Other services like Origin also only give you a license. With only having a license there is no certainty how long you can keep that license because it can be withdrawn at any time.
There are a lot of violations where you can get your account suspended on such services. When you are a child holding a cartridge or a disc, you definitely feel like you own a game since you can physically hold it. You can resell that disc whenever you’re done playing it. Here is another problem with digital games, since the agreements of such services mostly state that when you subscribe it is a personal account and you are not allowed to sell the account and including games to others. While selling your account might not be “illegal” by law, it is against the subscriber agreement of digital services like Steam, Origins, PlayStation Store and therefore you will lose your account.
In a ‘digital download future’ there also is another problem: what if the service goes offline? Will you ever be able to play your digital games if services like Steam and Origins go bankrupt or decide to change their business plans?
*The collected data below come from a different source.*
PR #159, opened 2018-12-04
Fix Linux + Swift 4.2 failure

kmahar:
for some strange reason, this test was failing on Linux with Swift 4.2. don't know why. @mbroadst looked at it for a bit but I don't think he figured out the issue. 

anyway, this seems like a weird Swift on Linux bug, so I've modified the test to check for basically the same thing but in a different way.

@Utagai, including you so you can verify that I correctly interpreted what this assertion was trying to check?


kmahar:
good point @Utagai. I've opened [SWIFT-274](https://jira.mongodb.org/browse/SWIFT-274) about this.

Issue #161, opened 2018-12-06
Conform UUID to BSONValue


valeriomazzeo:
Currently `UUID` are encoded as `String` because they are `Encodable` that way.

From https://docs.mongodb.com/manual/core/document/#the-id-field
>The following are common options for storing values for _id:
>...
>Generate a UUID in your application code. For a more efficient storage of the UUID values in the collection and in the _id index, store the UUID as a value of the BSON BinData type.
Index keys that are of the BinData type are more efficiently stored in the index if:
>* the binary subtype value is in the range of 0-7 or 128-135, and
>* the length of the byte array is: 0, 1, 2, 3, 4, 5, 6, 7, 8, 10, 12, 14, 16, 20, 24, or 32.

It would be therefore nice to have a native extension in the driver, that encodes `UUID` as per mongo documentation recommended way instead.

kmahar:
Closing this issue as we've opened [SWIFT-295](https://jira.mongodb.org/browse/SWIFT-295) to track the work.

PR #162, opened 2018-12-06
Conform UUID to BSONValue

valeriomazzeo:
Fixes https://github.com/mongodb/mongo-swift-driver/issues/161

### DIFF
--- a/Sources/MongoSwift/BSON/AnyBSONValue.swift
+++ b/Sources/MongoSwift/BSON/AnyBSONValue.swift
@@ -74,6 +74,8 @@ public struct AnyBSONValue: Codable, Equatable {
             self.value = value
         } else if let value = try? container.decode(ObjectId.self) {
             self.value = value
+        } else if let value = try? container.decode(UUID.self) {
+            self.value = value
         } else if let value = try? container.decode(Bool.self) {
             self.value = value
         } else if let value = try? container.decode(RegularExpression.self) {
--- a/Sources/MongoSwift/BSON/BSONValue.swift
+++ b/Sources/MongoSwift/BSON/BSONValue.swift
@@ -648,7 +648,7 @@ extension UUID: BSONValue {
     public func encode(to storage: DocumentStorage, forKey key: String) throws {
         let uuid = self.uuid
         let uuidData = withUnsafePointer(to: uuid) { unsafePointer in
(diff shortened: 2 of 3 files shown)


kmahar:
Hi @valeriomazzeo, thanks so much for the PR. Would you be willing to add a test showcasing how this works in `BSONValueTests.swift`?

valeriomazzeo:
Sure, will do as soon as I can, probably on Monday.

This is how `UUID` are saved right now:
screenshot 2018-12-07 at 17 16 04

This is how they are saved with this PR:
screenshot 2018-12-07 at 17 15 19

valeriomazzeo:
@kmahar I have added a test which is highlighting a major issue.
I was expecting  that by conforming a type to `BSONValue`, `BSONEncoder`/`BSONDecoder` would automatically `encode`/`decode` such type.

What's happening is that just as a coincidence the encoding works, because everything is transformed to a `Document` before being written to the database, de facto triggering a call to `func encode(to storage: DocumentStorage, forKey key: String)`.

Unfortunately, that doesn't happen during decoding for `static func from(iterator iter: DocumentIterator) throws -> BSONValue`.

In fact there's no trace of any call to `BSONValue` encoding/decoding methods from inside `BSONEncoder`/`BSONDecoder`.

I spent some time going through `BSONEncoder`/`BSONDecoder` source code, but at this time I am not sure what was the intended behaviour.

What am I missing?

mbroadst:
Hi @valeriomazzeo, I took a quick look at your problem this afternoon.

The reason you are running into trouble here is that `UUID` provides its own Codable [initializer](https://github.com/apple/swift/blob/master/stdlib/public/Darwin/Foundation/UUID.swift#L165-L175) which expects the data to be a `String`. Since `UUID` is defined as a struct you can't override this method, so we'd probably have to investigate adding something like a `uuidDecodingStrategy` similar to `JSONDecoder`s [dateDecodingStrategy](https://developer.apple.com/documentation/foundation/jsondecoder/2895216-datedecodingstrategy). 

Thoughts @kmahar, @jmikola?

valeriomazzeo:
@mbroadst I totally agree. It seems like the proper way to go. 👍

valeriomazzeo:
Closing this as it's been made obsolete by #176

PR #163, opened 2018-12-06
SWIFT-253 Make test database name accessible from the base class

patrickfreed:
[SWIFT-253](https://jira.mongodb.org/browse/SWIFT-253)

This PR adds new class computed property `testDatabase` to `MongoSwiftTestCase`, which returns the name of the database that particular test case runs against, and replaces all hard-coded database names in tests to use it. 

Since it is static/class, all instances of the same test case share the same test database. It seemed like that was already assumed when the cases were written (e.g. teardown runs in a static context), so I preserved that property here.

### DIFF
--- a/Tests/MongoSwiftTests/CommandMonitoringTests.swift
+++ b/Tests/MongoSwiftTests/CommandMonitoringTests.swift
@@ -16,7 +16,7 @@ final class CommandMonitoringTests: MongoSwiftTestCase {
         self.continueAfterFailure = false
     }
 
-    override class func testDatabase() -> String {
+    override internal class var testDatabase: String {
         return "commandTest"
     }
 
@@ -88,7 +88,7 @@ final class CommandMonitoringTests: MongoSwiftTestCase {
 
     func testAlternateNotificationCenters() throws {
         let client = try MongoClient(options: ClientOptions(eventMonitoring: true))
-        let db = try client.db(type(of: self).testDatabase())
+        let db = try client.db(type(of: self).testDatabase)
         let collection = try db.createCollection("coll1")
         let customCenter = NotificationCenter()
         client.enableMonitoring(forEvents: .commandMonitoring, usingCenter: customCenter)
--- a/Tests/MongoSwiftTests/CommandMonitoringTests.swift
+++ b/Tests/MongoSwiftTests/CommandMonitoringTests.swift
@@ -16,6 +16,10 @@ final class CommandMonitoringTests: MongoSwiftTestCase {
         self.continueAfterFailure = false
     }
 
+    override class func testDatabase() -> String {
+        return "commandTest"
+    }
+
     func testCommandMonitoring() throws {
         let decoder = BSONDecoder()
         let client = try MongoClient(options: ClientOptions(eventMonitoring: true))
@@ -84,7 +88,7 @@ final class CommandMonitoringTests: MongoSwiftTestCase {
 
     func testAlternateNotificationCenters() throws {
         let client = try MongoClient(options: ClientOptions(eventMonitoring: true))
-        let db = try client.db("commandTest")
+        let db = try client.db(type(of: self).testDatabase())
         let collection = try db.createCollection("coll1")
         let customCenter = NotificationCenter()
         client.enableMonitoring(forEvents: .commandMonitoring, usingCenter: customCenter)
--- a/Tests/MongoSwiftTests/CommandMonitoringTests.swift
+++ b/Tests/MongoSwiftTests/CommandMonitoringTests.swift
@@ -16,10 +16,6 @@ final class CommandMonitoringTests: MongoSwiftTestCase {
         self.continueAfterFailure = false
     }
 
-    override internal class var testDatabase: String {
-        return "commandTest"
-    }
-
     func testCommandMonitoring() throws {
         let decoder = BSONDecoder()
         let client = try MongoClient(options: ClientOptions(eventMonitoring: true))
--- a/Tests/MongoSwiftTests/CrudTests.swift
+++ b/Tests/MongoSwiftTests/CrudTests.swift
@@ -19,20 +19,24 @@ final class CrudTests: MongoSwiftTestCase {
         ]
     }
 
+    override class func testDatabase() -> String {
+        return "crudTests"
+    }
+
     // Teardown at the very end of the suite by dropping the "crudTests" db.
     override class func tearDown() {
         super.tearDown()
         do {
-            try MongoClient().db("crudTests").drop()
+            try MongoClient().db(testDatabase()).drop()
         } catch {
-            print("Dropping test db crudTests failed: \(error)")
+            print("Dropping test db \(testDatabase()) failed: \(error)")
         }
     }
 
     // Run tests for .json files at the provided path
     func doTests(forPath: String) throws {
         let client = try MongoClient()
-        let db = try client.db("crudTests")
+        let db = try client.db(type(of: self).testDatabase())
         for (filename, file) in try parseFiles(atPath: forPath) {
 
             if try !client.serverVersionIsInRange(file.minServerVersion, file.maxServerVersion) {
--- a/Tests/MongoSwiftTests/CrudTests.swift
+++ b/Tests/MongoSwiftTests/CrudTests.swift
@@ -19,7 +19,7 @@ final class CrudTests: MongoSwiftTestCase {
         ]
     }
 
-    // Teardown at the very end of the suite by dropping the "crudTests" db.
+    // Teardown at the very end of the suite by dropping the db we tested on.
     override class func tearDown() {
         super.tearDown()
         do {
--- a/Tests/MongoSwiftTests/CrudTests.swift
+++ b/Tests/MongoSwiftTests/CrudTests.swift
@@ -19,7 +19,7 @@ final class CrudTests: MongoSwiftTestCase {
         ]
     }
 
-    override class func testDatabase() -> String {
+    override internal class var testDatabase: String {
         return "crudTests"
     }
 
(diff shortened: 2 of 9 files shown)


Tests/MongoSwiftTests/MongoDatabaseTests.swift
```diff
@@ -9,13 +9,17 @@ final class MongoDatabaseTests: MongoSwiftTestCase {
...
 
+    override class func testDatabase() -> String {
+        return "testDB"
+    }
+
     override func setUp() {
         continueAfterFailure = false
     }
 
     func testDatabase() throws {
```
Utagai: I just noticed that this has the same name as the added function (or computed property if my early suggestion actually works).

Let's rename this to something like `testMongoDatabase()`?

Tests/MongoSwiftTests/TestUtils.swift
```diff
@@ -12,6 +12,11 @@ class MongoSwiftTestCase: XCTestCase {
         MongoSwift.initialize()
     }
 
+    /// Gets the name of the database the test case is running against.
+    class func testDatabase() -> String {
```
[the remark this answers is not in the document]
patrickfreed: I didn't actually know you could override computed properties in swift. Changed it to that.

Tests/MongoSwiftTests/MongoDatabaseTests.swift
patrickfreed: Good catch, updated to `testMongoDatabase`.

Tests/MongoSwiftTests/TestUtils.swift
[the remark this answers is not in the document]
patrickfreed: The default visibility in swift is internal, but explicit is usually better than explicit.

Tests/MongoSwiftTests/MongoDatabaseTests.swift
```diff
@@ -5,17 +5,21 @@ import XCTest
 final class MongoDatabaseTests: MongoSwiftTestCase {
     static var allTests: [(String, (MongoDatabaseTests) -> () throws -> Void)] {
         return [
-            ("testDatabase", testDatabase)
+            ("testDatabase", testMongoDatabase)
```
kmahar: I think we also need to update the string here.

Tests/MongoSwiftTests/TestUtils.swift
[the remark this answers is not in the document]
Utagai: Yup, that's why I'd like to see it in the code! Thanks!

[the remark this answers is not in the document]
Utagai: Yup!! 🤓

Tests/MongoSwiftTests/ReadWriteConcernTests.swift
```diff
@@ -88,11 +88,11 @@ final class ReadWriteConcernTests: MongoSwiftTestCase {
             expect(client.readConcern).to(beNil())
 
             // expect that a DB created from this client inherits its unset RC 
-            let db1 = try client.db("test")
+            let db1 = try client.db(type(of: self).testDatabase())
```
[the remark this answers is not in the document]
kmahar: my bad on the unhelpful names 😛

kmahar:
it seems possible that we would use multiple databases at some point, but I can't think of anything off the top of my head. maybe @jmikola would know if there are any spec tests that need multiple.

Tests/MongoSwiftTests/MongoDatabaseTests.swift
patrickfreed: woops, fixed.

Tests/MongoSwiftTests/TestUtils.swift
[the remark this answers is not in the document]
kmahar: there's a swiftlint rule for explicit access control level we can turn on

kmahar:
general comment: unless if we have a compelling reason to override the default name, let's not bother to.

Tests/MongoSwiftTests/MongoDatabaseTests.swift
```diff
@@ -5,17 +5,21 @@ import XCTest
 final class MongoDatabaseTests: MongoSwiftTestCase {
     static var allTests: [(String, (MongoDatabaseTests) -> () throws -> Void)] {
         return [
-            ("testDatabase", testDatabase)
+            ("testMongoDatabase", testMongoDatabase)
         ]
     }
 
+    override internal class var testDatabase: String {
```
kmahar: do we have a reason to override this, or should we just use the default name?

I have the same question for all the other classes where we are doing this. if the overriding is just to be consistent with the names I originally chose, we don't need to stick to them.

patrickfreed: Yeah, the only reason any overrides are in here is just to preserve what database was used before. I can make them all use the default.

patrickfreed: Done

kmahar:
now that I think about it... is there is a reason this needs to be a `class` property? 

iirc, we made some of the other stuff on `MongoSwiftTestCase` `static`/`class` because we wanted to access it in contexts where we didn't actually have an instance of `MongoSwiftTestCase` available. but it looks like every time we call this we do have an instance of `self` available, since we are doing `type(of: self)`. if that's the case, maybe we should make it non-`class`, and then we can just refer to it as `self.testDatabase`, which is cleaner. 

now that I actually look at the other properties, I'm not clear on what those uses were where we didn't have `self`, as from a quick inspection they all seem to be used in places where `self` is available... so we may need to open a ticket about correcting those

patrickfreed:
> it looks like every time we call this we do have an instance of `self` available

It seems like the two places where we don't are in the suite teardowns of `MongoCollectionTests` (line 86) and `CrudTests` (line 23)

kmahar:
aha, that makes sense. ok, we can leave it as a class property then.

Tests/MongoSwiftTests/CrudTests.swift
```diff
@@ -23,16 +23,16 @@ final class CrudTests: MongoSwiftTestCase {
     override class func tearDown() {
         super.tearDown()
         do {
-            try MongoClient().db("crudTests").drop()
+            try MongoClient().db(testDatabase).drop()
```
kmahar: so I guess we don't have a `self` here to take the type of. can we at least prefix the property with the class name so we know where this came from? i.e. `CrudTests.testDatabase`

Tests/MongoSwiftTests/CrudTests.swift
```diff
@@ -23,16 +23,16 @@ final class CrudTests: MongoSwiftTestCase {
...
         } catch {
-            print("Dropping test db crudTests failed: \(error)")
+            print("Dropping test db \(testDatabase) failed: \(error)")
```
kmahar: same q as line 26

Tests/MongoSwiftTests/MongoCollectionTests.swift
```diff
@@ -90,7 +90,7 @@ final class MongoCollectionTests: MongoSwiftTestCase {
                 print("Invalid client")
                 return
             }
-            try client.db("collectionTest").drop()
+            try client.db(testDatabase).drop()
```
kmahar: same q

Tests/MongoSwiftTests/CrudTests.swift
patrickfreed: You actually can use `self` in class contexts, and it refers to the type (i.e. `CrudTests`). It's also nice to use for dynamic dispatch in case a subclass overrides any static properties/methods.

Added.

kmahar: oh right, I think we talked about that last week with the `NSNull` init :) sounds good to me.

Tests/MongoSwiftTests/ReadWriteConcernTests.swift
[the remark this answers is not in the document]
Utagai: @kmahar No worries! I've made far worse variable names before :).

@patrickfreed I may be looking at the wrong diff, but it seems like this hasn't been done yet?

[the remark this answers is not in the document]
kmahar: I think we could just leave them for now - as you said it's outside the scope of this ticket, and I think we can figure out what they do easily enough from the comments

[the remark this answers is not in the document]
patrickfreed: Yeah I thought you meant something like "think about doing this in a separate ticket" by your comment, so I didn't do anything here.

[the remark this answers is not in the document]
Utagai: Sure, sounds fine to me. I think this is a trivial enough change (since its just a set of renames) that we _could_ do it here if we want. Doing it outside of this ticket is fine as well, lets at least file the ticket!

Tests/MongoSwiftTests/CommandMonitoringTests.swift
```diff
@@ -84,7 +84,7 @@ final class CommandMonitoringTests: MongoSwiftTestCase {
 
     func testAlternateNotificationCenters() throws {
         let client = try MongoClient(options: ClientOptions(eventMonitoring: true))
-        let db = try client.db("commandTest")
+        let db = try client.db(type(of: self).testDatabase)
```
jmikola: Why is `type(of:)` required? Wouldn't this be similar to how we call `self.getSpecsPath()` in other tests, even though that method is defined on XCTestCase (via an extension)?

patrickfreed: I don't believe we defined such a method. We do have the static computed property `specsPath` on `MongoSwiftTestCase`, which we refer to by `MongoSwiftTestCase.specsPath` in all our tests. 

Using `type(of:)` to access `testDatabase` is slightly less brittle in the event we rename `MongoSwiftTestCase`, and, more importantly, it allows us to override `testDatabase` in subclasses without updating how we refer to it.

jmikola: Oops, I was looking at an outdated git branch when I mentioned `getSpecsPath()`. It has since been replaced with a static var on MongoSwiftTestCase.

Based on [this article](https://www.hackingwithswift.com/example-code/language/whats-the-difference-between-a-static-variable-and-a-class-variable), my understanding is that `static` and `class` only differ in whether they allow inheritance (unless that's an over simplification). I would have expected that `self` here would refer to the compile-time class where this method is defined (i.e. CommandMonitoringTests). So if CommandMonitoringTests had overwritten `testDatabase`, that new value would be returned. I would think that `type(of: self)` is more useful in a base class (e.g. a test helper method on MongoSwiftTestCase). From my experience with PHP, that would be a form of [late static binding](http://php.net/manual/en/language.oop5.late-static-bindings.php).

I admittedly haven't worked with this in Swift, so I'm trying to wrap my head around it. Happy to defer to the other reviewers that this is correct, though.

Some publishers might give you keys for different services, but you can not rely on that to happen for sure. You might be able to run those games you had downloaded, but it will be difficult to download them on another computer again if that computer crashes. No medium or data storage will last forever, but still physical copies might have a longer lifespan if treated right.
And yet there is another problem with a digital download future which involves Nintendo. While some countries have a distance selling return/refund policy whereby you get your money back within 7 days after a purchase made online, the agreement of Nintendo states differently:
“[.] all Product purchases (including pre-purchases) are final and non-refundable and Products may not be returned or exchanged.”
If you change your mind the PlayStation Store at least let you request a refund to your wallet within 14 days from the date of the transaction if the game was not downloaded and played yet. Steam’s policy is a bit of the same since the title has to be played for less than two hours.
In need of any entertainment? The first step will be reading yourself to boredom. A digital download future will definitely involve signing a lot of agreements which you definitely never want to read. You will scroll your way along indecipherable legal texts and all you want to do is clicking instantly on that ‘accept’ button. Even if the that means you accidentally sold your house, cat, wife, mother or in this case will never own any video game at all. You only own a license.